Life and Death in a Small Southern Town

Life and Death in a Small Southern Town
Author :
Publisher : LSU Press
Total Pages : 232
Release :
ISBN-10 : 0807129372
ISBN-13 : 9780807129371
Rating : 4/5 (72 Downloads)

Synopsis Life and Death in a Small Southern Town by : Gayle Graham Yates

Gayle Graham Yates's hometown sits on the banks of the Chickasawhay River, boasting the live oak, dogwood, and magnolia trees found throughout southern Mississippi. Like any place, Shubuta (population 650) is inhabited by good people and bad, by virtue and vice. Both a literary memoir and a cultural history, this book chronicles Yates's return to the town in which she first knew goodness and came to recognize immorality. Blending folklore and personal impressions with the words of Shubuta people telling their own stories, Yates offers a rich narrative of the town from its Choctaw prehistory through the tremendous economic, political, racial, and social changes that led to its present. The author's pilgrimage leads us to the Hanging Bridge, where some black Shubutans were lynched; to a bank that did not fail during the Great Depression; and to the office of the doctor who tends broken hearts as well as broken arms. Yates takes us to Shubuta's most beautiful gardens and ugliest vacant lots, to all the stores in town, to the new post office, and to the town hall. In the process, we learn how Shubuta evolved from a racially stratified town to one in which the descendants of slaves are now political leaders, librarians, business owners, and police officials. Yates also tells of her own moral journey from judgmental young activist to middle-aged scholar mellowed by experience, travel, and reading who sees her home with newfound compassion. Ultimately, she shows us Small Town southern America: a strong, frail, fascinating, and complex human community.

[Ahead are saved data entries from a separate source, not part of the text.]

PR #3929, opened 2020-10-12
Use Emotion 11 in new interfaces

mitchellhamilton:
This is mostly because I want to test Emotion 11(it's already v reliable, don't worry), there's lots of stuff but the big that matters here is improved type defs, it changes the way the css prop is typed from "some prop that you can use on any component" to "you can use it if the component has a className prop AND you've setup the jsx pragma" which is v nice. (the requiring a className prop on the component before allowing the css prop bit found some missing className props on things 🎉 )

### DIFF
--- a/design-system/packages/button/package.json
+++ b/design-system/packages/button/package.json
@@ -10,7 +10,6 @@
   },
   "dependencies": {
     "@babel/runtime": "^7.11.2",
-    "@emotion/core": "^10.0.35",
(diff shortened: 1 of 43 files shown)


JedWatson:
Nice, I really like the type improvements. Also very cool to see this, I remember us talking about it _months_ ago `'@emotion/react'` 🎉

JedWatson (approved):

Southern Life, Northern City

Southern Life, Northern City
Author :
Publisher : SUNY Press
Total Pages : 211
Release :
ISBN-10 : 9780791475812
ISBN-13 : 0791475816
Rating : 4/5 (12 Downloads)

Synopsis Southern Life, Northern City by : Jennifer A. Lemak

The inspirational story of an African American community that migrated from the Deep South to Albany, New York, in the 1930s.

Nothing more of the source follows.